Re: [PATCH] lookup_object: prioritize recently found objects

Jeff King <peff@xxxxxxxx> · Fri, 3 May 2013 02:16:05 -0400

On Fri, May 03, 2013 at 02:02:44AM -0400, Jeff King wrote:

> > Can we be sure that the function is never invoked in concurrently from
> > different threads? I attempted to audit code paths, but quickly gave up
> > because I know too little about this machinery.
> 
> I didn't check explicitly, but in general such a program would already
> need a mutex to synchronize object lookup. Not for lookup_object
> specifically, but because lookup_object is mostly used to back
> lookup_commit, lookup_tree, etc, which are already not re-entrant
> (because they lazily insert into the hash behind the scenes).
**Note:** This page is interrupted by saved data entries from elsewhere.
PR #4667, opened 2026-04-14
Add module 1732: MSSQL (2025)

VladDBA:
# Add hash mode for Microsoft SQL Server 2025 (MSSQL 2025) sql login hashes

Module 1732 adds support for cracking SQL Server 2025's new sql login password hashes 
SQL Server 2025 introduces a new login password algorithm: PBKDF2-HMAC-SHA512 with 100k iterations (fixed iteration count).

More info can be found in [Secure by default: What’s new in SQL Server 2025 security](https://techcommunity.microsoft.com/blog/sqlserver/secure-by-default-what%E2%80%99s-new-in-sql-server-2025-security/4424340).

Pure T-SQL implementation of the hashing algorithm can be found [here](https://github.com/VladDBA/Blog/tree/main/SQL_Server_2025_PBKDF2_T-SQL_implementation) with an in-depth explanation and test posted [here](https://vladdba.com/2025/11/02/replicating-sql-server-2025-pbkdf2-hashing-algorithm-using-t-sql/).

## Algorithm parameters:

- PRF: HMAC-SHA512 (produces a 64-byte/512-bit output)
- Iterations: Fixed at 100,000 (not stored in the hash, hard-coded in the module as MSSQL2025_ITER)
- Salt: 4 bytes, embedded in the hash string
- Output (DK): 64 bytes

## Hash format

```
0x0300 <4-byte hex salt> <64-byte hex derived key>
```
- token[0] = "0x0300" (version signature)
- token[1] = salt     (8 hex chars = 4 bytes)
-  token[2] = hash     (128 hex chars = 64 bytes)

Example (self-test vector, password "hashcat"):

```
0x03004DB403DDD3A508F81058E6AD92A6A20E5C72A06AD0B00C0A733EAD6582BE2443AFA70C9516C2DFDC60EA927B40BD732D7763477484FC014435AAC4D57EA88237B39806C1
```

### test.sh single 

```
./tools/test.sh -m 1732 -a 0 -t single
[ test_1776152573 ] > Init test for hash type 1732.
[ test_1776152573 ] [ Type 1732, Attack 0, Mode single, Device-Type Gpu, Kernel-Type Optimized, Vector-Width 1 ] > OK : 0/8 not found, 0/8 not matched, 0/8 timeout, 0/8 skipped
[ test_1776152573 ] [ Type 1732, Attack 0, Mode single, Device-Type Gpu, Kernel-Type Optimized, Vector-Width 4 ] > OK : 0/8 not found, 0/8 not matched, 0
```

### Benchmark (self-test inside hashcat)

```
./hashcat -m 1732 -b -d 1
---------------------------------------------------
* Hash-Mode 1732 (MSSQL (2025)) [Iterations: 99999]
---------------------------------------------------

Speed.#01........:    11914 H/s (79.84ms) @ Accel:4 Loops:500 Thr:1024 Vec:1
```

### Mask attack self-test

```
./hashcat -m 1732 -a 3 '0x03004DB403DDD3A508F81...39806C1' 'hashc?a?a'
Session..........: hashcat
Status...........: Cracked
Hash.Mode........: 1732 (MSSQL (2025))
Hash.Target......: 0x03004DB403DDD3A508F81058E6AD92A6A20E5C72A06AD0B00...9806C1
Time.Started.....: Tue Apr 14 11:54:05 2026 (2 secs)
Time.Estimated...: Tue Apr 14 11:54:07 2026 (0 secs)
Speed.#01........:     4553 H/s (2.38ms) @ Accel:4 Loops:124 Thr:512 Vec:1
Speed.#02........:        0 H/s (0.00ms) @ Accel:45 Loops:1000 Thr:1 Vec:4
Speed.#*.........:     4553 H/s
Progress.........: 9025/9025 (100.00%)
```

### Complied binaries

Module 1732 binaries compiled for hashcat 7.1.2 can be found [here](https://github.com/VladDBA/Blog/tree/main/hashcat_mssql2025)

### DIFF
--- a/OpenCL/m01732-pure.cl
+++ b/OpenCL/m01732-pure.cl
@@ -1,0 +1,357 @@
+/**
+ * Author......: See docs/credits.txt
+ * License.....: MIT
+ */
+
+#define NEW_SIMD_CODE
+
+#ifdef KERNEL_STATIC
+#include M2S(INCLUDE_PATH/inc_vendor.h)
+#include M2S(INCLUDE_PATH/inc_types.h)
+#include M2S(INCLUDE_PATH/inc_platform.cl)
+#include M2S(INCLUDE_PATH/inc_common.cl)
+#include M2S(INCLUDE_PATH/inc_simd.cl)
+#include M2S(INCLUDE_PATH/inc_hash_sha512.cl)
+#endif
+
+#define COMPARE_S M2S(INCLUDE_PATH/inc_comp_single.cl)
+#define COMPARE_M M2S(INCLUDE_PATH/inc_comp_multi.cl)
+
+typedef struct pbkdf2_sha512_tmp
+{
+  u64  ipad[8];
+  u64  opad[8];
+
+  u64  dgst[16];
+  u64  out[16];
+
+} pbkdf2_sha512_tmp_t;
+
+typedef struct pbkdf2_sha512
+{
+  u32 salt_buf[64];
+
+} pbkdf2_sha512_t;
+
+DECLSPEC void hmac_sha512_run_V (PRIVATE_AS u32x *w0, PRIVATE_AS u32x *w1, PRIVATE_AS u32x *w2, PRIVATE_AS u32x *w3, PRIVATE_AS u32x *w4, PRIVATE_AS u32x *w5, PRIVATE_AS u32x *w6, PRIVATE_AS u32x *w7, PRIVATE_AS u64x *ipad, PRIVATE_AS u64x *opad, PRIVATE_AS u64x *digest)
+{
+  digest[0] = ipad[0];
+  digest[1] = ipad[1];
+  digest[2] = ipad[2];
+  digest[3] = ipad[3];
+  digest[4] = ipad[4];
+  digest[5] = ipad[5];
+  digest[6] = ipad[6];
+  digest[7] = ipad[7];
+
+  sha512_transform_vector (w0, w1, w2, w3, w4, w5, w6, w7, digest);
+
+  w0[0] = h32_from_64 (digest[0]);
+  w0[1] = l32_from_64 (digest[0]);
+  w0[2] = h32_from_64 (digest[1]);
+  w0[3] = l32_from_64 (digest[1]);
+  w1[0] = h32_from_64 (digest[2]);
+  w1[1] = l32_from_64 (digest[2]);
+  w1[2] = h32_from_64 (digest[3]);
+  w1[3] = l32_from_64 (digest[3]);
+  w2[0] = h32_from_64 (digest[4]);
+  w2[1] = l32_from_64 (digest[4]);
+  w2[2] = h32_from_64 (digest[5]);
+  w2[3] = l32_from_64 (digest[5]);
+  w3[0] = h32_from_64 (digest[6]);
+  w3[1] = l32_from_64 (digest[6]);
+  w3[2] = h32_from_64 (digest[7]);
+  w3[3] = l32_from_64 (digest[7]);
+  w4[0] = 0x80000000;
+  w4[1] = 0;
+  w4[2] = 0;
+  w4[3] = 0;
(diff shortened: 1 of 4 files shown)


jmvermeulen:
Small thing on the `tmps` struct:

```c
typedef struct pbkdf2_sha512_tmp {
  u64 ipad[8]; u64 opad[8];
  u64 dgst[16]; u64 out[16];
} pbkdf2_sha512_tmp_t;
```

`dgst` and `out` are sized for two PBKDF2 output blocks (2 × 64 bytes), but the MSSQL 2025 derived key is fixed at 64 bytes, which is exactly one HMAC SHA512 output. That means only the first 8 entries of each array ever get written or read. The remaining 8 entries sit in the tmps buffer unused for the entire run.

The tmps buffer is allocated per concurrent GPU thread and lives in global memory for the full duration of the slow hash loop. With 128 bytes of dead space per thread and typical accel times loops counts on modern GPUs, that adds up to tens of megabytes of VRAM that the auto tuner has to account for when picking accel and loops values. On memory bound PBKDF2 loops this can quietly cost a step of headroom in the tuner, even if the kernel itself runs identically.

Trimming both arrays to `[8]` is a one line change and lines up exactly with what the format guarantees.

I know this shape is cloned from the generic PBKDF2 SHA512 tmps used by m7100 and m20011, where longer DKs are allowed and the extra space is actually needed. Since MSSQL 2025 bakes the 64 byte output into the hash format, there is no scenario where the second block gets used, so the extra space is pure overhead here.

VladDBA:
Hi @jmvermeulen,

Thanks for pointing that out.
I've updated `dgst` and `out` in both the module and the kernel.

jsteube:
The algorithm itself is not in question here, only where it sits. MSSQL modes hang off the primitive rather than off each other, and they carry no kernel of their own:

```
  130   sha1(utf16le($pass).$salt)      owns the kernel
  131   MSSQL (2000)                    KERN_TYPE=130, hash loader only
  132   MSSQL (2005)                    KERN_TYPE=130, hash loader only
  1730  sha512(utf16le($pass).$salt)    owns the kernel
  1731  MSSQL (2012, 2014)              KERN_TYPE=1730, hash loader only
```

1732 would break that, because the 17xx block is raw SHA-512 and everything in it runs inside the kernel, where this is a slow KDF. What is missing is the primitive itself: 12100 is PBKDF2-HMAC-SHA512 with no utf16le, and there is no utf16le counterpart for MSSQL 2025 to hang off.

Could you split it in two, the way 1730 and 1731 are split?

```
  36600  PBKDF2-HMAC-SHA512(utf16le($pass))   your kernel, renamed m36600-pure.cl
  36601  MSSQL (2025)                         KERN_TYPE=36600, your parser, no kernel
```

Both numbers are free. The kernel carries over unchanged, and 36600 then exists for everyone else who meets this construction.

That leaves 36600 without a hash format, since the only format in the PR is the MSSQL one and that belongs to 36601. Take the shape from 12100, which is the same construction minus the utf16le:

```
  12100  sha512:1000:NzY2:DNWohLbdIWIt4Npk9gpTvA==
```

Signature, iterations, base64 salt, base64 digest. The signature has to be a new one because 12100 already holds "sha512". 1730 is the model for how the two modes sit next to each other, but not for the format: it is a raw hash with nowhere to put an iteration count, and a PBKDF2 mode needs one in the hash.

A test module for each mode finishes the pair, "tools/test_modules/m36600.pm" and "m36601.pm", with m12100.pm and m01731.pm as the nearest references. We are moving these from Perl to Python, so a .py is equally welcome if you prefer that.

One last thing: the module needs a pass over the API drift since 7.1.2, which is written up in "docs/hashcat-plugin-development-guide.md" under "Porting a plugin from 7.1.2". A line in "docs/changes.txt" for each of the two modes and it is done.

VladDBA:
Hi @jsteube,
Sure. I'll take care of it this upcoming week.

PR #4676, opened 2026-05-08
Added hash-mode: Meshtastic LoRa frame (AES-128-CTR PSK)

alphafox02:
Adds the Meshtastic LoRa protocol's encrypted-frame channel PSK as a hashcat hash-mode. Each frame is AES-128-CTR encrypted with a 16-byte channel PSK; the protocol provides no MAC, so verification is structural — decrypt the first AES block and check the protobuf shape of the resulting Meshtastic Data envelope (portnum/payload tags + a small trailing-tag whitelist for the optional fields that follow).

The kernel also iterates a small list of common channel names (LongFast, MediumFast, etc.) when the hash file's name field is empty, so unknown-name attacks work without the user having to specify the channel name.

Validated with the embedded self-test, a .pm round-trip on 200 random PSKs, and a real-radio capture cracked end-to-end on RTX 3060 Mobile. Sustained 17.7 GH/s on a 4.3-billion-candidate mask attack; false-positive rate ≈ 1 in 13B with the included verifier.

Hash-mode 99001 is a dev-range placeholder — happy to take whatever number you assign.

### DIFF
--- a/OpenCL/m99001_a0-pure.cl
+++ b/OpenCL/m99001_a0-pure.cl
@@ -16,19 +16,28 @@
 #include M2S(INCLUDE_PATH/inc_cipher_aes.cl)
 #endif
 
-#define MESHTASTIC_NAME_MAX 64
-#define MESHTASTIC_CT_MAX   256
+#define MESHTASTIC_NAME_MAX   64
+#define MESHTASTIC_CT_MAX     256
+#define MESHTASTIC_FRAMES_MAX 16
+
+typedef struct meshtastic_frame
+{
+  u32 packet_id;
+  u32 from_node;
+  u32 ct_len;
+  u32 ct_buf[MESHTASTIC_CT_MAX / 4];
+
+} meshtastic_frame_t;
 
 typedef struct meshtastic
 {
   u32 chash;
   u32 name_xor;
-  u32 packet_id;
-  u32 from_node;
   u32 name_len;
-  u32 ct_len;
+  u32 nframes;
   u32 name_buf[MESHTASTIC_NAME_MAX / 4];
-  u32 ct_buf[MESHTASTIC_CT_MAX / 4];
+
+  meshtastic_frame_t frames[MESHTASTIC_FRAMES_MAX];
 
 } meshtastic_t;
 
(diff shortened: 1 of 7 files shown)


alphafox02:
FYI: I'll be publishing the companion IQ-to-hash extraction tool soon as I test one other SDR besides the hackRF.

dev-goalz (commented):
Inline version of the AES-256 patch from point 1 (the collapsed comment was hard to read). These cover the shared `meshtastic_verify` and the straight (`a0`) + mask (`a3`) kernels (both the `mxx` and `sxx` paths). Combinator (`a1`) is left out — its 16-byte `switch_buffer_by_offset_le_S` assembly would need to widen to 8 words, and it's an unlikely mode against a 256-bit key.

Verified test vector (offline; I haven't GPU-built this) — PSK = the 32 bytes `0123456789abcdef0123456789abcdef`, channel `LongFast`, `packet_id = from_node = 0xdeadbeef`, payload `hashcat`:

```
$meshtastic$1*0a*efbeadde*efbeadde*4c6f6e6746617374*e9886af9b78d2bdd9c52f492cc999e04
```

A 32-byte-PSK self-test vector for `m99001.pm` (generalise `_pad16` to 16-or-32) would cover the new path, and the AES-256 schedule's larger register footprint is worth a quick before/after benchmark — gate it behind a `-D` JIT option if it costs AES-128 throughput.

alphafox02:
Thanks @j0b-dev, really appreciate the expert feedback, this is new
territory for me and your AES-256 test vector saved me a lot of grinding.

The pw_max/AES-128 mismatch is clearly a real bug. I'd also like to
do my best to address the false-positive concern with a multi-frame
$meshtastic$2 format. I'll research the cleanest way to do each piece
and push when it's tested.

alphafox02:
Pushed the two responses on top of v1:

ca09f37 - AES-256 across all three attack-mode kernels. Your test
vector is now the self-test ST_HASH so it runs on evey startup.

2d215ec - $meshtastic$2 multi-frame format. The kernel builds the AES
schedule once per candidate and requires every frame in the line to
decrypt before reporting a crack. v1 hot path is unchanged.

Sniffer side gained --hashcat-export-merge=N for v2 emission
(meshtastic-sniffer @ 4d796eb on main). Happy to revise based on
furhter feedback — thanks again.

jsteube:
> Meshtastic PSK length selects the cipher: <=16 byte candidate -> AES-128 (zero-padded to 16), 17..32 byte candidate -> AES-256 (zero-padded to 32). Anything longer is truncated to 32 by the kernel.

The zero padding is where I would start, because channel.proto rules it out:

```
Must be either 0 bytes (no crypto), 16 bytes (AES128), or 32 bytes (AES256).
A special shorthand is used for 1 byte long psks.
```

A 7 byte candidate padded out to 16 is a key no node can hold, and that goes for every length from 1 to 15 and from 17 to 31. It is almost the entire space the kernel accepts, so a mask attack over anything shorter than 16 characters covers no reachable key, whatever it reports along the way.

Could you set module_pw_min to 16 and reject every length except 16 and 32? What is left after that is the part of the keyspace that exists, a 16 or 32 character key somebody typed instead of generating. The 1 byte shorthand needs no GPU, being 11 fixed keys with the default one sitting in the protobuf source.

One more in the same area. The function meshtastic_chash_match() falls back to a list of 13 preset channel hashes when the name is absent. That is 13 times the false positives of the exact comparison, and it puts protocol data inside a kernel that then needs an edit whenever Meshtastic adds a preset. Your $meshtastic$2 format answers both, since every frame has to decrypt before anything is reported. Is the list still needed?

Then the placement. The number to use is 36700. The mode also needs an a4 kernel, "m36700_a4-pure.cl", which is what the PCFG device engine loads. In the meanwhile master moved, so this needs a rebase, and the module needs a pass over the API drift since 7.1.2, written up in "docs/hashcat-plugin-development-guide.md" under "Porting a plugin from 7.1.2".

I just looked through the 25 existing calls to lookup_object. All of
them should be OK. Most of them are coupled with immediate calls to
update the hash table and/or to call read_sha1_file (which is also very
not-thread-safe). So I don't think the patch introduces any bug into the
current code.

It does introduce a potential for future bugs in concurrent code, but I
don't know that it makes a significant dent in the current codebase. We
already have a lot of non-reentrant functions, including all of the
other lookup_* functions.  Our concurrent code is typically very careful
to use a small known-safe subset of functions.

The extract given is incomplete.